The Attempt at a Solution

well i kno that the z equals equation is what i will be integrating, so i was wondering the significance of the y = planes. If done on an xy plane then the y equals is the bounds and I am integrating the region b/w y = 2 and 8 in regards to the y =|x|

What i set up was the integral from 2 to 8 of the integral of -y to y of (1/x^2 + y^2)dydx

Am i on the right track?

 

[Wretchosoft]

Close, but be careful. When you're integrating with respect to y, you also have y in the bounds.
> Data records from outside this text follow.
PR #2771, opened 2025-08-18
Migrate map consent prefs to repo pattern

poliver:


app/src/main/java/com/geeksville/mesh/ui/radioconfig/RadioConfigViewModel.kt
```diff
@@ -545,6 +547,12 @@ constructor(
         }
     }
 
+    fun shouldReportLocation(nodeNum: Int?) = mapConsentPrefs.shouldReportLocation(nodeNum)
+
+    fun setShouldReportLocation(nodeNum: Int?, shouldReportLocation: Boolean) {
+        mapConsentPrefs.setShouldReportLocation(nodeNum, shouldReportLocation)
+    }
```
poliver, line 554: These appear to have equivalents in `UiPrefs`?

jamesarich: Same kinda deal here - these are probably supposed to be leveraging the same pref.

PR #2775, opened 2025-08-18
Migrate `UiState` prefs to repo

poliver:

Anything injected with a non-qualified `SharedPreferences` was getting the `ui-prefs` store, since that what `ApplicationModule` provides. Now that all pref stores are qualified in `PrefsModule`, provider in `ApplicationModule` is no longer needed.

### DIFF
--- a/app/src/main/java/com/geeksville/mesh/ApplicationModule.kt
+++ b/app/src/main/java/com/geeksville/mesh/ApplicationModule.kt
@@ -18,6 +18,8 @@
 package com.geeksville.mesh
 
 import android.app.Application
+import android.content.Context
+import android.content.SharedPreferences
 import androidx.lifecycle.Lifecycle
 import androidx.lifecycle.LifecycleOwner
 import androidx.lifecycle.ProcessLifecycleOwner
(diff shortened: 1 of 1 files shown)


app/src/main/java/com/geeksville/mesh/model/UIState.kt
```diff
@@ -322,50 +319,50 @@ constructor(
...
-    fun toggleOnlyOnline() = preferences.toggleBooleanPreference(onlyOnline, "only-online")
+    fun toggleOnlyDirect() = toggle(onlyDirect) { uiPrefs.onlyDirect = it }
 
-    fun toggleOnlyDirect() = preferences.toggleBooleanPreference(onlyDirect, "only-direct")
+    private fun toggle(state: MutableStateFlow<Boolean>, onChanged: (newValue: Boolean) -> Unit) {
+        (!state.value).let { toggled ->
+            state.update { toggled }
+            onChanged(toggled)
+        }
+    }
```
poliver, line 365: Probably should just get rid of this, since it breaks SRP. Keeps the diff down, though.

PR #2777, opened 2025-08-19
Migrate remaining prefs usages to repo

poliver:


app/src/main/java/com/geeksville/mesh/android/prefs/AnalyticsPrefs.kt
```diff
@@ -18,11 +18,19 @@
...
-class AnalyticsPrefsImpl(prefs: SharedPreferences) : AnalyticsPrefs {
-    override var analyticsAllowed: Boolean by PrefDelegate(prefs, "allowed", true)
+// Having an additional app prefs store is maintaining the existing behavior.
+class AnalyticsPrefsImpl(analyticsPrefs: SharedPreferences, appPrefs: SharedPreferences) : AnalyticsPrefs {
+    override var analyticsAllowed: Boolean by PrefDelegate(analyticsPrefs, "allowed", true)
+
+    private var _installId: String? by NullableStringPrefDelegate(appPrefs, "appPrefs_install_id", null)
+
+    override val installId: String
+        get() = _installId ?: UUID.randomUUID().toString().also { _installId = it }
```
poliver, line 35: Added a second store for this to preserve existing functionality. It's only used as a Firebase user ID, though, so it wouldn't matter too much if we moved it to the analytics store.

jamesarich (approved):

PR #2784, opened 2025-08-19
Extract node data from `MeshService`

poliver:
First attempt at beginning breaking up `MeshService`. Node data fields seemed like a good place to start. I'm running on my device and things appear to be working. But I could definitely use some input on my approach. Commits are sequential, so I can easily break up the PR.


poliver:
Should def test first

jamesarich:
I think this is a good start to break things up. As we progress we'll start to be better able to unwind how things are working and we may want to shift gears along the way to accommodate.

poliver:
Yea, I'm already seeing how this could be purely reactive and better driven by the flows from radio config. Lots to untangle!

poliver:
I was trying to just keep it simple and not inject the model class, but Kotlin was complaining about the injected radio config not being initialized. Not sure why that might be.

jamesarich:
Need to pull and test this one as well

poliver:
I might scrap this draft. I was trying to find the best entry point to breaking up `MeshService`, and the packet stuff makes more sense to start with.

PR #370, opened 2018-02-20
Integration+Bench tests around trace handling pipeline.

AlexJF:
As part of ongoing benchmark work, added 2 integration+benchmark tests exercising the whole trace handling pipeline. Each processes the same number of traces, sending it to a fake trace-api goroutine and tracks the time required for all those traces to be acknowledged as well as the total number of bytes sent. Difference between them is that one has transactions disabled whereas the other writes 1 transaction per trace.

Didn't write them as normal go benchmarks because that would require a non-negligible refactor of the agent to allow starting and stopping several agents per process as the test runner attempts to determine the right N.

### DIFF
--- a/cmd/trace-agent/agent_test.go
+++ b/cmd/trace-agent/agent_test.go
@@ -2,9 +2,13 @@ package main
 
 import (
 	"fmt"
+	"math/rand"
+	"net"
 	"net/http"
 	"runtime"
 	"strings"
+	"sync"
+	"sync/atomic"
 	"testing"
 	"time"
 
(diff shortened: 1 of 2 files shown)


AlexJF:
A series of local runs on my PC with 5000 traces, each with 20 spans report:

### No transactions
* Time: avg 3.94s (0.20s std deviation)
* Size: avg 14.65MB (~0.004MB std deviation)

### Transactions
* Time: avg. 4.13s (~0.07s std deviation)
* Size: avg. 15.66MB (~0.0053MB std deviation)

gbbr:
Why aren't we using [actual benchmarks](https://dave.cheney.net/2013/06/30/how-to-write-benchmarks-in-go)? That would allow us to compare stats moving from change to another in the future, using tools like [benchstat](https://godoc.org/golang.org/x/perf/cmd/benchstat).

cmd/trace-agent/agent_test.go
```diff
@@ -161,3 +165,148 @@ func formatTrace(t model.Trace) model.Trace {
...
+	srv.Close()
+}
+
+// findFreePort returns a free tcp port or panics
+func findFreePort() int {
+	listener, err := net.Listen("tcp", "127.0.0.1:0")
+	if err != nil {
+		panic(err)
+	}
+	defer listener.Close()
```
gbbr: Just to be on the safe side, might be better to use this instead of the type cast:

```go
	_, port, err := net.SplitHostPort(listener.Addr().String())
	if err != nil {
		return "", err
	}
	return port, err
```

gbbr: Or at the very least to check if the cast is ok

AlexJF:
I did comment on the reason in the PR. Anyway since this was not immediately merged, I'm doing the aforementioned refactor and will rewrite them as benchmarks and update this PR. As for the type cast part, this is a test helper so I'd prefer to have it panic directly instead of adding extra complexity by having to check return types and so on. If we plan on using this outside of tests then yes, I agree.

gbbr:
Sorry @AlexJF I've missed that paragraph. I don't mind having them like this either, but then perhaps they should be a separate program that is not part of the test-suite, if benchmarks are causing trouble.

One idea is to create a new folder called `testutil/benchmarks` and have this stuff in there. We could also move `fixtures` into `testutil/fixtures`.

Just a suggestion. You can do as you feel would be best.

cmd/trace-agent/agent_test.go
```diff
@@ -161,3 +165,148 @@ func formatTrace(t model.Trace) model.Trace {
...
+	return listener.Addr().(*net.TCPAddr).Port
```
gbbr: What I mean here is simply:
```go
if addr, ok := listener.Addr().(*net.TCPAddr); ok {
    return addr.Port
}
return some_other_default_port_as_fallback
```

cmd/trace-agent/agent_test.go
```diff
@@ -161,3 +165,148 @@ func formatTrace(t model.Trace) model.Trace {
...
+	rand.Seed(1)
+
+	// Create test traces
+	traces := make([]model.Trace, 0, numTraces)
+	for i := 0; i < numTraces; i++ {
+		trace := fixtures.RandomFixedSizeTrace(numSpansPerTrace)
+
+		// Panic if the number generator failed to preserve number of spans
+		if len(trace) != numSpansPerTrace {
+			panic(trace)
```
gbbr: Isn't it better to just fail?

cmd/trace-agent/agent_test.go
```diff
@@ -161,3 +165,148 @@ func formatTrace(t model.Trace) model.Trace {
...
+	// Start the agent with a waitgroup signaling when it stops
+	wg := sync.WaitGroup{}
+	wg.Add(1)
+	go func() {
+		agent.Run()
+		wg.Done()
+	}()
+
+	// Create a mock http server tracking number of trace requests received and total trace request bytes.
+	totalBytesReceived := int64(0)
```
gbbr:
```go
var totalBytesReceived int64
```
Has the exact same output and is more idiomatic (e.g. no casting)

AlexJF:
Don't worry about it, the refactor I mentioned had already started before your comment, I just forgot to put the notice on this PR :) 

It's an important step in adding real benchmarks that can use all the goodies you linked to so it's definitely something that needs to be addressed.

cmd/trace-agent/agent_test.go
```diff
@@ -161,3 +165,148 @@ func formatTrace(t model.Trace) model.Trace {
...
+	// Keep track of received trace payloads in a waitgroup so we can wait for this at the end
+	reqWg := sync.WaitGroup{}
```
gbbr: Please change this to
```go
var reqWg sync.WaitGroup
```
That's the idiomatic way to define a waitgroup.

cmd/trace-agent/agent_test.go
AlexJF: Hmm yeah I guess I can add that for peace of mind 😄

gbbr:
Let's close this for now, it seems to have stalled. We can re-open it later.

PR #372, opened 2018-02-21
 {cmd,statsd,writer}: fix race conditions in tests

gbbr:
Running the tests with `go test -race /....` reveals several race conditions. This PR fixes them and enables the flag. It slows CI down a bit but adds more thread-safety.

### DIFF
--- a/cmd/trace-agent/service_mapper.go
+++ b/cmd/trace-agent/service_mapper.go
@@ -12,10 +12,12 @@ import (
 // ServiceMapper provides a cache layer over model.ServicesMetadata pipeline
 // Used in conjunction with ServiceWriter: in-> ServiceMapper out-> ServiceWriter
 type ServiceMapper struct {
-	in    <-chan model.ServicesMetadata
-	out   chan<- model.ServicesMetadata
-	exit  chan bool
-	done  sync.WaitGroup
+	in   <-chan model.ServicesMetadata
+	out  chan<- model.ServicesMetadata
+	exit chan bool
+	done sync.WaitGroup
+
+	mu    sync.RWMutex // guards cache
 	cache model.ServicesMetadata
 }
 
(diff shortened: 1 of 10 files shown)


cmd/trace-agent/service_mapper.go
```diff
@@ -85,11 +89,21 @@ func (s *ServiceMapper) update(metadata model.ServicesMetadata) {
...
+func (s *ServiceMapper) cacheSize() int {
+	s.mu.RLock()
+	defer s.mu.RUnlock()
+	return len(s.cache)
+}
+
 func (s *ServiceMapper) shouldAdd(service string, metadata model.ServicesMetadata) bool {
+	s.mu.RLock()
 	cacheEntry, ok := s.cache[service]
+	s.mu.RUnlock()
```
AlexJF: I don't really like adding all these locks just for the tests. Locks may have a significant impact in performance and in production this code would be perfectly thread-safe since all changes/accesses to cache are done by the same coroutine.

gbbr: I agree. But I think we should definitely re-enable the `-race` flag for tests. We could, of course see how we can improve the tests so that these locks are not necessary in subsequent PR imo.

AlexJF: Sure but I'd just remove the intermediate length checks from the test and just do a final one after the Stop (that should not race I think?) instead of adding the locks.

cmd/trace-agent/service_mapper.go
```diff
@@ -56,7 +58,9 @@ func (s *ServiceMapper) Run() {
 		case metadata := <-s.in:
 			s.update(metadata)
 		case <-telemetryTicker.C:
+			s.mu.RLock()
 			log.Infof("total number of tracked services: %d", len(s.cache))
```
LotharSee: Want to use `cacheSize` here instead?

gbbr: I was going to take @AlexJF suggestion from above and remove the locks, and the checks. This structure is already thread-safe (considering nobody accesses private variables within the same package).

LotharSee: Right very good point. +1 with adjusting test to run with the same thread-safety as the actual code.
Also, maybe add comments in the code when we do the assumption that a given struct will be executed in a thread-safe environment? Might be too much though.

gbbr:
Removed locks and redundant checks. A separate unit test can be made separately for the cache if needed. PTAL

gbbr:
@LotharSee happy?

PR #378, opened 2018-02-22
build: s/glide/dep

gbbr:
`dep init` automatically converted the glide files. Double-checked commits for each dependency.


glide.yaml
```diff
@@ -1,45 +0,0 @@
...
-  version: v2.17.01
-  subpackages:
-  - cpu
-- package: golang.org/x/sys
-  subpackages:
-  - windows/svc
-  - windows/svc/debug
-  - windows/svc/eventlog
-  - windows/svc/mgr
-- package: github.com/golang/protobuf
```
AlexJF: Shouldn't this package along with datadog-agent and golang.org/x/sys appear in Gopkg.toml in addition to the lock file?

gbbr: Based on my understanding of what the [`Gopkg.toml`](https://github.com/golang/dep/blob/master/docs/Gopkg.toml.md#constraint) file represents, I think that it only holds a set of "hand-written" rules, in this case constraints to certain tags that `dep init` has found in the glide configuration. I think the repos you've mentioned didn't have these constraints, they've only had commits set.

I would assume that if we ever want to update (using something like `dep ensure -update`) the `toml` file will block us from going past the tag in the constraint.

More info [here](https://github.com/golang/dep/blob/master/docs/Gopkg.toml.md#constraint)

AlexJF: Ok the actual explanation for this I guess comes from https://github.com/golang/dep/blob/master/docs/glossary.md#direct-dependency (emphasis mine):

> A project's direct dependencies are those that it imports from one or more of its packages, **or** includes in its required list in Gopkg.toml.

I guess dep automatically adds implicit `required` entries in Gopkg.toml for detected external imports.

Seems a bit strange to allow hidden dependencies like this though, at least coming from almost any other language.

gbbr: Thanks for reviewing Alex. Not sure what to say about your strange finding though :)

PR #379, opened 2018-02-22
vendor: commit dependencies into repository

gbbr:
### Pros

* Faster builds (CI builds 22 seconds)
* Less dependencies (dep is no longer a dependency, unless needed in development, for updates)
* Easier deployments (we don't need to download, install and run dep on each OS, every time)
* Hard copies of each library (no longer relying on network, e.g. site is down making repo unavailable)

### Cons

* Larger repository size (+41MB)
* Requires new contribution rules (each vendor update should be isolated into it's own PR or commit to avoid messy diffs)

⚠️ Note that this PR does not remove `dep`, it just commits the `vendor` folder to simplify builds, deployments and setting up development.


gbbr:
Just rebased. All good. Thanks for looking.

PR #383, opened 2018-02-26
[hostname] collect directly from agent6 if possible

truthbk:
If we're on agent6 let's try to grab the hostname using the agent's facilities.

Note: I'd like to improve the tests, but mocking Exec is a bit of a pain, so I'll do that in a separate PR.

### DIFF
--- a/config/agent.go
+++ b/config/agent.go
@@ -72,6 +72,9 @@ type AgentConfig struct {
 
 	// transaction analytics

You have an expression for how y varies, so use that instead.

 

[Mark44]

Homework Statement

find the volume of the solid that lies below the graph of z = 1/(x^2 + y^2) and that is bounded laterally by the cylinder set y =|x| and the planes y = 2 and y = 8

Homework Equations

The Attempt at a Solution

well i kno that the z equals equation is what i will be integrating, so i was wondering the significance of the y = planes. If done on an xy plane then the y equals is the bounds and I am integrating the region b/w y = 2 and 8 in regards to the y =|x|

What i set up was the integral from 2 to 8 of the integral of -y to y of (1/x^2 + y^2)dydx

Am i on the right track?

The region over which you're integrating is a trapezoid, where the parallel sides are the lines y = 2 and y = 8. The nonparallel sides come from y = |x|. Because the graph of z = 1/(x^2 + y^2) is symmetric with respect to both the x- and y-axis, you can make your integral a little simpler by integrating over half the region and multiplying your result by 2.

In other words, one possibility for your integral is this:
$$2\int_{y = 2}^8 \int_{x = 0}^y <your function> dx dy$$
You could set it up so that the order of integration is reversed, but that would make things more complicated.